# Supplied data:

□ □ □ □ □

PR #4593, opened 2026-02-11
feat(v3)!: New logging experience

### LINKED ISSUE #2858: Better Logging Interface

### LINKED ISSUE #3455: Enhancement: allow finer tuning `LoggingConfig` for exception logging
### Summary

Setting `LoggingConfig.log_exceptions` to `"always"` is good to get more data about uncaught exceptions in a `debug=False` environment but can get pretty noisy, since we'll also log some common errors for schema validation, auth, etc when the developer might really only be interested in uncaught internal server errors.

It would be helpful if we could configure this according to HTTP status codes (or perhaps `Union[int, type[Exception]]` - similar to the keys of `ExceptionHandlersMap`?) and only log when raising for these status codes/types

### Basic Example

Something like
`LoggingConfig(exceptions={422, 500, MyCustomException})`

### Drawbacks and Impact

N/A

### Unresolved questions

_No response_

### LINKED ISSUE #3913: Bug: Unexpected logger behaviour. Unable to use build-in default logger in Litestar
### Description

Hi,

I am currently using Litestar for my new services. And after FastAPI I can't get the logger to work correctly.

First. During development we use std readable custom logs. And on the server we use json logs. I didn't find this fix in the documentation in sours, I guess it's not there. Additional mention of this [issue](https://github.com/litestar-org/litestar/issues/3827).

Second. After several tests with Litestar, I could not jam your default logger. Using a custom logger based on the default logger, where clear formatters, logging levels, handlers, and interceptors are defined, it doesn't want to work as I expect it to work in litestar as it does in other parts of the service(s).

For example, when doing local development during an exception I expect to get an expanded log of my pattern, but instead I get the default Litestar log.

P.S. I'm not sure if it's a bug or a feature, but in that case I'd suggest considering stopping your default logger initialization or accepting a pre-created and prepared users' logger, as is done in the [Faststream](https://faststream.airt.ai/latest/getting-started/logging/?h=logger#using-your-own-loggers) framework.

_No response_

### MCVE

```python
from fastapi import APIRouter, FastAPI
from whatever import configure_logging


configure_logging("dev", "DEBUG")  # !My custom logger dict config definition


@get("/")
async def failed_endpoint_litestar() -> dict[str, str]:
    _ = 1 / 0  # ! Nothing in stdout :'(

    return {"message": "Hello World"}


router = APIRouter()

@router.get("/")
async def failed_endpoint_fastapi() -> dict[str, str]:
    _ = 1 / 0  # ! I've got my excepted log in stdout here

    return {"message": "Hello World"}


litestar_app = Litestar(route_handlers=[failed_endpoint_litestar])

fastapi_app = FastAPI()
fastapi_app.include_router(router)
```

### Steps to reproduce

```bash
Litestar - `uv run python -m uvicorn src.report:litestar_app --host 0.0.0.0 --port 80 --reload`
FastAPI - `uv run python -m uvicorn src.report:fastapi_app --host 0.0.0.0 --port 80 --reload`
```

### Screenshots

```bash
Below
```

### Logs

```bash
Below
```

### Litestar Version

"litestar==2.13.0",
Litestar - api
Litestar - console
FastAPI - api
FastAPI - console

### Platform

- [X] Linux
- [X] Mac
- [ ] Windows

provinzkraut:
Still need to clean up some things to reduce unnecessary breaking changes, but feature wise, everything is there.

<hr>

- Remove global Litestar logging config; Litestar now only configures its own logging
- Simplify structlog integration
- Remove structlog plugin (not necessary anymore)
- Don't configure structlog globalls
- Remove picologging
- Simplify logging configuration
- Simplify logging middleware configuration
- Unify logging config / logging middleware config
- Improve testing integration (behave nicely with caplog / structlogs `capture_logs`)
- Better docs

<hr>

Closes #2858
Closes #3913
Closes #3455

### DIFF
--- a/tests/unit/test_middleware/test_exception_handler_middleware.py
+++ b/tests/unit/test_middleware/test_exception_handler_middleware.py
@@ -1,4 +1,3 @@
-import sys
 from collections.abc import Generator
 from inspect import getinnerframes
 from typing import TYPE_CHECKING, Any, Callable, Optional
@@ -242,7 +241,6 @@ def test_exception_handler_middleware_calls_app_level_after_exception_hook() -> 
         (False, None, True),
     ],
 )
-@pytest.mark.skipif(sys.version_info >= (3, 13), reason="Broken. Skip because of pending removal in v3")
 def test_exception_handler_default_logging(
     caplog: "LogCaptureFixture",
     is_debug: bool,
@@ -364,7 +362,6 @@ def test_pdb_on_exception(mocker: MockerFixture) -> None:
     mock_post_mortem.assert_called_once()
 
 
-@pytest.mark.skipif(sys.version_info >= (3, 13), reason="Broken. Skip because of pending removal in v3")
 def test_get_debug_from_scope(caplog: "LogCaptureFixture") -> None:
     @get("/test")
     def handler() -> None:
--- a/tests/unit/test_middleware/test_logging_middleware.py
+++ b/tests/unit/test_middleware/test_logging_middleware.py
@@ -1,4 +1,3 @@
-import sys
 from collections.abc import Generator
 from logging import INFO
 from typing import TYPE_CHECKING, Annotated, Any
@@ -49,7 +48,6 @@ def handler() -> HTTPRouteHandler:
     return handler_fn
 
 
-@pytest.mark.skipif(sys.version_info >= (3, 13), reason="Broken. Skip because of pending removal in v3")
 def test_logging_middleware_regular_logger(caplog: "LogCaptureFixture", handler: HTTPRouteHandler) -> None:
     with (
         create_test_client(route_handlers=[handler], middleware=[LoggingMiddleware()]) as client,
@@ -126,7 +124,6 @@ def test_logging_middleware_struct_logger(handler: HTTPRouteHandler) -> None:
         }
 
 
-@pytest.mark.skipif(sys.version_info >= (3, 13), reason="Broken. Skip because of pending removal in v3")
 def test_logging_middleware_exclude_pattern(caplog: "LogCaptureFixture", handler: HTTPRouteHandler) -> None:
     @get("/exclude")
     def handler2() -> None:
@@ -151,7 +148,6 @@ def test_logging_middleware_exclude_pattern(caplog: "LogCaptureFixture", handler
         assert len(caplog.messages) == 2
 
 
-@pytest.mark.skipif(sys.version_info >= (3, 13), reason="Broken. Skip because of pending removal in v3")
 def test_logging_middleware_exclude_opt_key(caplog: "LogCaptureFixture", handler: HTTPRouteHandler) -> None:
     @get("/exclude", skip_logging=True)
     def handler2() -> None:
@@ -176,7 +172,6 @@ def test_logging_middleware_exclude_opt_key(caplog: "LogCaptureFixture", handler
 
 
 @pytest.mark.parametrize("include", [True, False])
-@pytest.mark.skipif(sys.version_info >= (3, 13), reason="Broken. Skip because of pending removal in v3")
 def test_logging_middleware_compressed_response_body(
     include: bool, caplog: "LogCaptureFixture", handler: HTTPRouteHandler
 ) -> None:
@@ -235,7 +230,6 @@ async def test_logging_middleware_post_binary_file_without_structlog(monkeypatch
 
 
 @pytest.mark.parametrize("logger_name", ("litestar", "other"))
-@pytest.mark.skipif(sys.version_info >= (3, 13), reason="Broken. Skip because of pending removal in v3")
 def test_logging_messages_are_not_doubled(logger_name: str, caplog: "LogCaptureFixture") -> None:
     # https://github.com/litestar-org/litestar/issues/896
 
@@ -258,7 +252,6 @@ def test_logging_messages_are_not_doubled(logger_name: str, caplog: "LogCaptureF
         assert len(caplog.messages) == 2
 
 
-@pytest.mark.skipif(sys.version_info >= (3, 13), reason="Broken. Skip because of pending removal in v3")
 def test_logging_middleware_log_fields(caplog: "LogCaptureFixture", handler: HTTPRouteHandler) -> None:
     with (
         create_test_client(


docs/usage/logging.rst
```diff
@@ -62,111 +39,156 @@ or status codes that should not generate stack traces in logs:
...
+Litestar offers a built-in `structLog <https://www.structlog.org/en/stable/>`
+integration, which enables Litestar to use structlog. To set it up, use
+:class:`~litestar.logging.structlog.StructLoggingConfig` instead of
+:class:`~litestar.logging.config.LoggingConfig`:
 
 .. code-block:: python
 
-    import logging
+   from litestar import Litestar, Request, get
+   from litestar.plugins.structlog import StructLoggingConfig
```
Kumzy: This import no longer exists right? Its litestar.logging.structlog ?

docs/usage/logging.rst
```diff
@@ -62,111 +39,156 @@ or status codes that should not generate stack traces in logs:
...
+
+You can pass custom structlog configuration to
+:class:`~litestar.logging.structlog.StructLoggingConfig`, which will get passed on to
+the wrapped logger:
+
+.. code-block:: python
 
     from litestar import Litestar, Request, get
-    from litestar.logging.config import LoggingConfig
+    from litestar.plugins.structlog import StructLoggingConfig
```
Kumzy: Same here the import no longer exists right? Its litestar.logging.structlog ?

litestar/config/app.py
```diff
@@ -134,8 +134,8 @@ class AppConfig:
     """A list of callables returning async context managers, wrapping the lifespan of the ASGI application"""
     listeners: list[EventListener] = field(default_factory=list)
     """A list of :class:`EventListener <.events.listener.EventListener>`."""
-    logging_config: BaseLoggingConfig | None = field(default=None)
-    """An instance of :class:`BaseLoggingConfig <.logging.config.BaseLoggingConfig>` subclass."""
+    logging_config: LoggingConfig = field(default_factory=LoggingConfig)
```
Kumzy: We can no longer pass None to this to disable the logging config?

litestar/logging/__init__.py
```diff
@@ -1,3 +1,3 @@
-from .config import BaseLoggingConfig, LoggingConfig, StructLoggingConfig
+from .config import LoggingConfig
 
-__all__ = ("BaseLoggingConfig", "LoggingConfig", "StructLoggingConfig")
+__all__ = ("LoggingConfig",)
```
Kumzy, line 3: Why is ``StructLoggingConfig`` removed from the export there?

litestar/app.py
```diff
@@ -503,12 +496,16 @@ def __init__(
...
-            self.get_logger = self.logging_config.configure()
-            self.logger = self.get_logger("litestar")
+        logger_shutdown = self.logging_config._configure_logger()
+        if logger_shutdown:
+            self.on_shutdown.append(logger_shutdown)
+        self.logger = self.logging_config.get_litestar_logger()
 
         self.asgi_handler = self._create_asgi_handler()
 
+    def get_litestar_logger(self, name: str | None = None) -> Logger:
```
Kumzy, line 502: I would like to know why rename/change ``get_logger`` to ``get_litestar_logger``?

litestar/app.py
```diff
@@ -570,20 +567,6 @@ def _get_default_plugins(plugins: list[PluginProtocol]) -> list[PluginProtocol]:
     def debug(self) -> bool:
         return self._debug
 
-    @debug.setter
```
Kumzy, line 573: Is it intended so we can not change the debug status while the app is running or it was never working before?

litestar/config/app.py
euri10: my app on this branch uses Litestar(logging_config=None) and I didnt have any errors

litestar/app.py
provinzkraut: It has never properly worked before

litestar/app.py
provinzkraut: Because there is also a `get_logger`, which is just the function for how to retrieve a logger from the logging implementation, and `get_litestar_logger`, which, specifically, gets a logger named `litestar`, or a child logger of that logger. The naming here is intended to make it very explicit that this shouldn't be used as a general purpose logging facility

litestar/config/app.py
provinzkraut: Mhm. I think that's just an oversight in the typing. I'll check on that

litestar/logging/__init__.py
provinzkraut: Just an oversight

litestar/app.py
provinzkraut: It's also very tricky to get right, because not all logging libraries work the same in regards of setting levels dynamically.

litestar/logging/structlog.py
```diff
@@ -0,0 +1,153 @@
...
+
+    _structlog_config: dict[str, Any] | None = None
+
+    @property
+    def should_log_as_json(self) -> bool:
+        if sys.stderr.isatty():
+            return not self.pretty_print_tty
+        return True
+
+    def _get_structlog_config(self) -> dict[str, None]:
```
Kumzy, line 110: Litestar mostly use ``dict[str, Any]`` for returns type. It's the only line in the code where the returns is ``dict[str, None]``. Is it intended?

provinzkraut: Nope. Any I'm not sure why mypy isn't complaining about this 😅

litestar/logging/__init__.py
provinzkraut: Actually, no. Since the `StructloggingConfig` now depends on `structlog`, this would crash with no structlog installed

litestar/config/app.py
cofin: I think there are some performance implications here.  IIRC, using `None` here can improve performance in some cases.

We should probably ensure the `None` remains an option here.

litestar/logging/config.py
```diff
@@ -1,535 +1,207 @@
...
+    This is a convenience function and functionally equivalent to passing
+    :class:`~litestar.middleware.logging.LoggingMiddleware` to the root Litestar app.
+    To configure request logging more precisely, set ``log_requests=False``, and pass
+    the middleware manually.
+    """
 
-    exception_logging_handler: ExceptionLoggingHandler | None
-    """Handler function for logging exceptions."""
-    disable_stack_trace: set[Union[int, type[Exception]]]  # noqa: UP007
+    disable_stack_trace: set[int | type[Exception]] = dataclasses.field(default_factory=set)
```
cofin, line 83: It would be nice to use this opportunity to set a few default exceptions to exclude from the stack trace. 

I tend to always add the following default set to every application to cleanup logging output: `{404, 401, 403, NotAuthorizedException, PermissionDeniedException}`

litestar/logging/config.py
```diff
@@ -1,535 +1,207 @@
...
-    root: dict[str, dict[str, Any] | list[Any] | str] = field(
-        default_factory=lambda: {
-            "handlers": ["queue_listener"],
-            "level": "INFO",
-        }
-    )
-    """This will be the configuration for the root logger.
 
-    Processing of the configuration will be as for any logger, except that the propagate setting will not be applicable.
+    always_propagate_on_pytest: bool = True
```
cofin, line 113: Nice addition!

Makefile
```diff
@@ -136,16 +135,16 @@ docs-clean: 										## Dump the existing built docs
 
 docs-serve:  								## Serve the docs locally
 	@echo "=> Serving documentation"
-	uv run --isolated --python 3.12 sphinx-autobuild docs docs/_build/ -j auto --watch litestar --watch docs --watch tests --watch CONTRIBUTING.rst --open-browser --port=0
+	uv run --isolated sphinx-autobuild docs docs/_build/ -j auto --watch litestar --watch docs --watch tests --watch CONTRIBUTING.rst --open-browser --port=0
```
cofin, line 138: I think we should consider leaving these pins in.

When i install the dev env, I typically use the lowest supported version for the library (3.10 in this case), but the latest versions of Sphinx have a minimum version of 3.12.  We have been running into similar problems with the Advanced Alchemy docs.

provinzkraut: I had a reason for unpinning this but I can't remember. I'll find out

provinzkraut:
Superseded by #4615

□ □ □ □ □

# What is being asked:
Each line with "APIRouter" in it must be identified and copied from the material.

# Solved problem:
from fastapi import APIRouter, FastAPI
router = APIRouter()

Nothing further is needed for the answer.